You can use the --checksum option to avoid this unneeded update at the expense of a lot of extra disk I/O to compute each file's checksum before figuring out if a transfer is needed.


If rsyns is _not_ checksumming files, why does rsyns remain in this state:

building file list ... 
1 file to consider


for maybe 30 minutes when it transfers my big file?
Comment 5 Wayne Davison 2006-01-02 09:49:24 UTC
(In reply to comment #4)
> If rsyns is _not_ checksumming files, why does rsyns remain in this state:
> [...]
> for maybe 30 minutes when it transfers my big file?

Because it is transferring the file.  Yes, this involves file-transfer checksumming, but I was talking about pre-transfer checksum generation (and its use in determining which files get transferred) which is what --checksum enables.
Comment 6 david-bo 2006-01-02 10:21:26 UTC
This is weird, there is no network activity during this building file list phase. However, as soon as it is finished, rsync saturates my network.

I thought rsync worked, if the file's size and modification date doesn't match, by creating a binary tree and then checksumming the parts between every node, recursively to the root of the tree, and then only transferring the parts where the checksum didn't match.
Comment 7 Wayne Davison 2006-01-02 11:02:15 UTC
(In reply to comment #6)
> This is weird, there is no network activity during this building file list
> phase. However, as soon as it is finished, rsync saturates my network.

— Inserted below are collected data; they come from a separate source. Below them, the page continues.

PR #4507, opened 2023-10-26
[relay-lsp] Incremental syncing

tobias-tengler:
Currently the the entire content of a document is sent to the LSP on every change. This is wasteful and also clutters up logs, if you're trying to debug the LSP logs.

This PR switches the LSP to incremental syncing, which means the client is sending the full document content to the LSP on open (`textdocument/didopen`), but only incremental patches as the document changes (`textdocument/didchange`).
`lsp-textdocument` is used to hold the open text documents in memory and apply the incremental patches.


alunyov:
Thank you for adding this. Let me import this and test this internally, we also have few other extensions that are using our LSP crates (specifically GlobalState) so I might need to update and test these too.

PR #4509, opened 2023-10-27
[relay-lsp] Calculate LSP locations from cached JavaScriptSourceFeatures

tobias-tengler:
Currently, when transforming a location to an LSP location, JavaScriptSourceFeatures are extracted from the corresponding file and then used to calculate the LSP location.
The problem is that what's on disk doesn't necessarily match the current document state. If you have unsaved changes in your editor, locations will be calculated on the older (persisted-to-disk) file content.

This PR tries to get the JavaScriptSourceFeatures from the synced sources first (which represent the current document state) and if it can't, falls back to reading from disk.

### DIFF
--- a/compiler/crates/relay-lsp/src/find_field_usages.rs
+++ b/compiler/crates/relay-lsp/src/find_field_usages.rs
@@ -31,7 +31,6 @@ use schema::Type;
 use serde::Deserialize;
 use serde::Serialize;
 
-use crate::location::transform_relay_location_to_lsp_location;
 use crate::server::GlobalState;
 use crate::LSPRuntimeError;
 use crate::LSPRuntimeResult;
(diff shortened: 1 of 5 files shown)


tobias-tengler:
@captbaritone I'm working on some refactorings and it would be great to get this one in beforehand.

captbaritone:
Thanks so much for this. Sorry I've let it languish. There is still one wrinkle, which is that for most of these LSP features the location information is computed from the `program` IRs which I believe are derived from the on-disk representation of the file, not from the potentially unsaved state.

I guess if you have unsaved changes and we report a location in that file that we've derived from on-disk state we're going to show. you the wrong location anyway so this is no worse? Or put another way, there's no way at that point that we can derive a correct location so it's not a problem if its still wrong.

tobias-tengler:
Yes, that's true. I like the approach you took in your inlay hint PR with having both options available and making their behavior explicit through naming. I assume your PR is more likely to land, so I'll just leave this open for now and will close it once yours is merged :)

PR #4512, opened 2023-11-03
Example with missing validation error for a required field argument on the resolver field

alunyov:
The variable $scale is not defined on the query.


compiler/crates/relay-compiler/tests/compile_relay_artifacts/fixtures/relay-resolver-with-args-fragment-spread.expected
```diff
@@ -0,0 +1,225 @@
...
+  profile_picture(scale: $scale)
+}
+
+query relayResolverWithArgsFragmentSpread_Query {
+  ...relayResolverWithArgsFragmentSpread_Fragment
+}
+
+fragment relayResolverWithArgsFragmentSpread_Fragment on Query {
+  pop_star {
+    pop_star_name(scale: $scale)
```
alunyov, line 13: The variable $scale is not defined on the `relayResolverWithArgsFragmentSpread_Query`. We should throw a validation error in this case.

Issue #4465, opened 2023-10-06
Export persisted queries to file


tomgasson:
When using persisted queries but working in a FE-only repo, we end up without the query text available for our mock graphql setup.

I saw [this recent commit: Add a subcommand to dump definitions to file](https://github.com/facebook/relay/commit/1ae14fe737013ac41a105a23a84ce187930fab15).

We're [doing a very similar thing in our fork](https://github.com/atlassian-forks/relay/commit/322a3fb05b478b041651a56d54a1337ed60be669)

This is a gentle request to externalise that subcommand.

We used the query id, but it would also be fine to use the name since there's no risk of versioning conflation in this situation.

PR #4515, opened 2023-11-05
[relay-compiler] @preloadable Support

tobias-tengler:
This is a continuation of #4110

Open TODOs:

- [ ] Value of exported `node` should be formatted using `JSONPrinter`
- [ ] Compiler should throw if `@preloadable` is being used without persisted queries, because [`loadQuery` will throw at runtime otherwise](https://github.com/facebook/relay/blob/10ca82f96f0d763a223ab4d0b14cc5ea2e6b838c/packages/react-relay/relay-hooks/loadQuery.js#L305-L309)
- [ ] Move `PreloadableConcreteRequest<T>` from `@types/react-relay` to `@types/relay-runtime`
- [ ] Add tests


compiler/crates/relay-compiler/src/config.rs
```diff
@@ -404,7 +407,34 @@ Example file:
...
+                                id_and_text_hash,
+                                artifact.artifact_source_keys.clone(),
+                                artifact.source_file,
+                            ))
+                        }
+                        _ => None,
+                    })
+                    .filter_map(|artifact| artifact)
+                    .collect()
+            })),
```
alunyov, line 437: For the code organization purposes, I would move it to an individual module/function with something like `default_generate_extra_artifacts_fn`

compiler/crates/relay-config/src/project_config.rs
```diff
@@ -383,6 +383,21 @@ impl ProjectConfig {
         self.create_path_for_artifact(source_file, filename)
     }
 
+    pub fn path_for_language_specific_artifact(
```
alunyov, line 386: why do we need a language specific `path_for_artifact`?

alunyov (commented):
Thank you for working on this!

compiler/crates/relay-config/src/project_config.rs
tobias-tengler: `path_for_artifact` adds `.graphql.{js|ts}` as an extension. In the previous PR and from what I've read, the $parameters files have been named `<OperationName>$parameters.{js|ts}`, without the `.graphql`.

If desired I can of course re-use the existing method, but the artifacts would be named differently then 😊

tobias-tengler:
@alunyov this would be ready to go from my side.

I'd like to add tests, but it seems like there is no existing test setup for `generate_extra_artifacts`. Is there something that could be pulled into OSS from the internal Relay version or what would be the best way to go about writing tests in your opinion?

tobias-tengler:
@alunyov would you mind taking another look at this? It would be incredibly valuable for us to have this feature :)

alunyov:
@tobias-tengler sorry for the delay. I'll try to get to this next week

compiler/crates/relay-compiler/src/build_project/generate_artifacts.rs
```diff
@@ -228,6 +229,30 @@ fn generate_normalization_artifact(
...
+pub fn generate_preloadable_query_parameters_artifact(
+    project_config: &ProjectConfig,
+    normalization: &Arc<OperationDefinition>,
+    id_and_text_hash: &Option<QueryID>,
+    source_keys: Vec<ArtifactSourceKey>,
+    source_file: SourceLocationKey,
+) -> Artifact {
+    let query_id = id_and_text_hash
+        .clone()
+        .expect("Expected operation artifact to have an `id`. Ensure a `persistConfig` is setup for the current project.");
```
alunyov, line 241: Theoretically, you don't need query persisting for @prelodable query to work. You can just fetch a query with the text. Yes, it will probably increase the size of that artifact, but still it won't include the normalization part of the query, so it's a code-size win compared to the full normalization artifact.

compiler/crates/relay-config/src/project_config.rs
alunyov: Can we also use this method to generate path `for *.graphql.js` artifacts?

alunyov: So here:

https://github.com/facebook/relay/pull/4515/files#diff-c4a1061d9a7a07501974396d27729b0a9b4bac18dd4729ee2982bbb6ff412a42R379-R385

We would call to `self.path_for_language_specific_artifact(format!("{}.graphql.ts", artifact_name)))`

alunyov (changes requested):
Overall, a very clean PR! Thank you for adding this.

Can you add a test for this? I think we have a way to add integration tests now: https://github.com/facebook/relay/tree/main/compiler/crates/relay-compiler/tests/relay_compiler_integration

compiler/crates/relay-compiler/src/build_project/generate_artifacts.rs
tobias-tengler: The code generated for `PreloadableQueryRegistry` requires `params.id` at the moment: https://github.com/facebook/relay/blob/54586eccb033cbdd0896bb1d5d53727a523e3032/compiler/crates/relay-compiler/src/artifact_content/content.rs#L347-L350
and `loadQuery` will throw at runtime, if there s no `id`: https://github.com/facebook/relay/blob/54586eccb033cbdd0896bb1d5d53727a523e3032/packages/react-relay/relay-hooks/loadQuery.js#L304-L309

alunyov: Ah, ok... Maybe the right thing to do is to remove these invariants. But for this PR I think it make sense to keep it as is (with only persisted query id). Thanks!

tobias-tengler:
@alunyov I tried to add a test for this behavior, but there's something going wrong. You can find the failing test here: https://github.com/facebook/relay/pull/4515/commits/0d15d61ddb7db33ea9483fb4b7227f535f3214ff
Running the compiler against the exact same example outside of a test works. In the test I receive a `None` for `id_and_text_hash` here: https://github.com/facebook/relay/blob/0d15d61ddb7db33ea9483fb4b7227f535f3214ff/compiler/crates/relay-compiler/src/build_project/generate_extra_artifacts.rs#L46

Any idea what could be the cause?

compiler/crates/relay-compiler/tests/relay_compiler_integration/fixtures/javascript_preloadable_query.expected
```diff
@@ -0,0 +1,106 @@
...
+    "name": "fooQuery",
+    "operationKind": "query",
+    "text": null
+  }
+};
+})();
+
+node.hash = "21bf4f020aaeb6ce67d04911a13d42a3";
+
+require('relay-runtime').PreloadableQueryRegistry.set(node.params.id, node);
```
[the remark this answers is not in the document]
alunyov: It looks like this flag is missed here:

https://www.internalfb.com/code/fbsource/[c61d25cea342fb77f15e9ff159f21cb429a2e93c]/fbcode/relay/oss/crates/relay-compiler/src/artifact_content/content.rs?lines=342-349

tobias-tengler:
@alunyov Added an integration test for each language option and fixed the `eagerEsModules` handling. Could you kindly give it another look? :)

alunyov (approved):
This looks great!

alunyov:
@tobias-tengler lets fix these rust formatting issues, and I'll import this internally.

tobias-tengler:
@alunyov fixed :) It's weird that my editor doesn't format correctly. I'm using VS Code, rust-analyzer and I'm working from within the `compiler` directory. Normally the editor should format this correctly or am I missing something? I often had to fix formatting by hand with this project...

tobias-tengler:
Do you have an idea why this fails? https://github.com/facebook/relay/actions/runs/7452983745/job/20277398152?pr=4515

alunyov:
> Do you have an idea why this fails? https://github.com/facebook/relay/actions/runs/7452983745/job/20277398152?pr=4515

Did you run `https://github.com/facebook/relay/blob/main/scripts/update-fixtures.sh` to generate the fixture tests?

alunyov:
> @alunyov fixed :) It's weird that my editor doesn't format correctly. I'm using VS Code, rust-analyzer and I'm working from within the `compiler` directory. Normally the editor should format this correctly or am I missing something? I often had to fix formatting by hand with this project... The formatting job in the CI is using a (different) nightly version of Rust than the build. I added a rustup override for 1.72.0 for the compiler as that's what's being used to build the compiler in CI. With the nightly version from the lint job I can't build the project unfortunately.

Sorry about that... We have a weird internal rust configuration, that we somehow is trying to replicate in OSS. 

cc @captbaritone - were there any discussion with internal Rust team on how to properly setup OSS rust projects that needs to be synced internally?

tobias-tengler:
Oh f*** me 😂 I totally wrote them by hand, whoops.

compiler/crates/relay-compiler/tests/relay_compiler_integration/fixtures/preloadable_query_flow.expected
```diff
@@ -0,0 +1,129 @@
...
+  "language": "flow",
+  "schema": "./schema.graphql",
+  "eagerEsModules": true,
+  "persistConfig": { 
+    "file": "./operations.json" 
+  }
+}
+
+//- operations.json
+{}
```
alunyov, line 19: @tobias-tengler somehow the query text is missing in the operations - this is maybe related to the way the integration test prints these files...

tobias-tengler: This is the input. The local persister throws if the file doesn't already exists. This is just here to satisfy the persister.
Screenshot 2024-01-08 at 22 23 20

compiler/crates/relay-compiler/src/artifact_content/content.rs
```diff
@@ -39,6 +39,115 @@ use super::content_section::GenericSection;
...
+    query_id: &QueryID,
+) -> Result<Vec<u8>, FmtError> {
+    let mut request_parameters = build_request_params(normalization_operation);
+    let cloned_query_id = Some(query_id.clone());
+    request_parameters.id = &cloned_query_id;
+
+    let mut content_sections = ContentSections::default();
+
+    // -- Begin Docblock Section --
+    let v = match query_id {
```
tyao1, line 57: nit: Prefer explicit variable names
```suggestion
    let extra_annotations = match query_id {
```

compiler/crates/relay-compiler/src/config.rs
```diff
@@ -408,7 +409,7 @@ Example file:
             header: config_file.header,
             codegen_command: config_file.codegen_command,
             load_saved_state_file: None,
-            generate_extra_artifacts: None,
+            generate_extra_artifacts: Some(Box::new(default_generate_extra_artifacts_fn)),
```
tyao1, line 412: My concern is there could be existing commands at Meta that shouldn't generate extra artifacts. Could this be configured just for the OSS binary?

compiler/crates/relay-config/src/project_config.rs
```diff
@@ -373,17 +373,32 @@ impl ProjectConfig {
...
+    }
+
+    pub fn path_for_language_specific_artifact(
+        &self,
+        source_file: SourceLocationKey,
+        artifact_file_name: String,
+    ) -> PathBuf {
+        let filename = match &self.typegen_config.language {
+            TypegenLanguage::Flow | TypegenLanguage::JavaScript => {
+                format!("{}.js", artifact_file_name)
```
tyao1, line 396: I might be missing something, does this change regular artifact paths from `.graphql.js` to `.js`?

tobias-tengler: Nope. This method is passed `<name>.GraphQL` as `artifact_file_name` by `artifact_path_for_definition`. So the old artifact names remain.

compiler/crates/relay-compiler/src/config.rs
tobias-tengler: I'm not sure how I could configure this just for the OSS binary. Are there any existing examples for such a case?

tomgasson: At Atlassian we've customised our relay-bin to [output persisted mocks](https://github.com/facebook/relay/issues/4465). 


Easy to tweak so that we chain these calls since we're already customising that - but since this is a new feature, potentially it can be a different config (or, feature flagged rather than a config) and done with an extra `artifacts.extend` just before the `generate_extra_artifacts_fn` runs [here](https://github.com/facebook/relay/blob/9f135b8f92a750c7bc79c08bda0c149539ac0bc8/compiler/crates/relay-compiler/src/build_project/mod.rs#L360-L370)?

alunyov: Good point @tyao1 

@tobias-tengler I think you can move that config to `relay-bin`:

```
diff --git a/compiler/crates/relay-bin/src/main.rs b/compiler/crates/relay-bin/src/main.rs
index f832244070dd..51bab9e93822 100644
--- a/compiler/crates/relay-bin/src/main.rs
+++ b/compiler/crates/relay-bin/src/main.rs
@@ -18,6 +18,7 @@ use intern::string_key::Intern;
 use log::error;
 use log::info;
 use relay_compiler::build_project::artifact_writer::ArtifactValidationWriter;
+use relay_compiler::build_project::generate_extra_artifacts::default_generate_extra_artifacts_fn;
 use relay_compiler::compiler::Compiler;
 use relay_compiler::config::Config;
 use relay_compiler::errors::Error as CompilerError;
@@ -296,6 +297,8 @@ async fn handle_compiler_command(command: CompileCommand) -> Result<(), Error> {
         );
     }
 
+    config.generate_extra_artifacts = Some(Box::new(default_generate_extra_artifacts_fn));
+
     let compiler = Compiler::new(Arc::new(config), Arc::new(ConsoleLogger));
 
     if command.watch {
diff --git a/compiler/crates/relay-compiler/src/config.rs b/compiler/crates/relay-compiler/src/config.rs
index b42255bb86a4..f5861eeaf6a7 100644
--- a/compiler/crates/relay-compiler/src/config.rs
+++ b/compiler/crates/relay-compiler/src/config.rs
@@ -57,7 +57,6 @@ use watchman_client::pdu::ScmAwareClockData;
 
 use crate::build_project::artifact_writer::ArtifactFileWriter;
 use crate::build_project::artifact_writer::ArtifactWriter;
-use crate::build_project::generate_extra_artifacts::default_generate_extra_artifacts_fn;
 use crate::build_project::generate_extra_artifacts::GenerateExtraArtifactsFn;
 use crate::build_project::get_artifacts_file_hash_map::GetArtifactsFileHashMapFn;
 use crate::build_project::AdditionalValidations;
@@ -409,7 +408,7 @@ Example file:
             header: config_file.header,
             codegen_command: config_file.codegen_command,
             load_saved_state_file: None,
-            generate_extra_artifacts: Some(Box::new(default_generate_extra_artifacts_fn)),
+            generate_extra_artifacts: None,
             generate_virtual_id_file_name: None,
             get_artifacts_file_hash_map: None,
             saved_state_config: config_file.saved_state_config,
@@ -576,7 +575,11 @@ impl fmt::Debug for Config {
         } = self;
 
+                "Some(Fn)"
+            } else {
+                "None"
+            }
         }
 
         f.debug_struct("Config")
```

tobias-tengler: Moved it to relay-bin :)

alunyov:
@tobias-tengler you'll also need to update integration test setup, to include the default extra generator to the test config

alex-statsig:
Can / should this support mutations?

I've noticed mutations often add up to a large chunk of bundle sizes (sometimes due to including `...EntirePage` to ensure data is all refetched). It seems like the AST shouldn't be needed immediately for mutations, and committing the mutation with appropriate variables could be decoupled (especially with persisted queries removing the need for the entire query text in the bundle).

It's not quite the same flow as preloading queries, but a similar idea I think to prioritize the part needed to issue the request (and defer the part to process the response). It seems especially applicable since mutations are not used more often than they are used.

What is weird about that?  As soon as rsync outputs the "1 file to consider" message, the file-list-building stage is over, and rsync then starts to transfer the file if it is in need of an update.  (If --checksum was specified, the receiving rsync would first be busily checksumming the file to decide if the file was actually changed before (possibly) starting the transfer.)

> I thought rsync worked, if the file's size and modification date doesn't
> match, by creating a binary tree and then checksumming the parts between
> every node, recursively to the root of the tree, and then only transferring
> the parts where the checksum didn't match.

There are no b-trees involved -- rsync immediately starts to send checksum info from the receiving side to the sender, who then diffs the remote checksums with the sending-side file and sends instructions to the receiver on how to recreate the file using as much of the local data as possible (this new file is built in a separate temp-file unless the --inplace option was specified).
Comment 8 david-bo 2006-01-02 11:42:52 UTC
> What is weird about that?

You wrote in a previous comment when I asked why rsync is considering a file for 30 minutes if it is not checksumming it: 

> Because it is transferring the file. 

To which I replied that there is no noticable network activity when rsync is in this state. However, when it is finished with the 'consideration phase' the network is saturated.

I think it is weird that transferring a 25 GB file doesn't generate any network activity when rsync is in the 'consideration phase' but transferring the same file when rsync is in another phase saturates the network.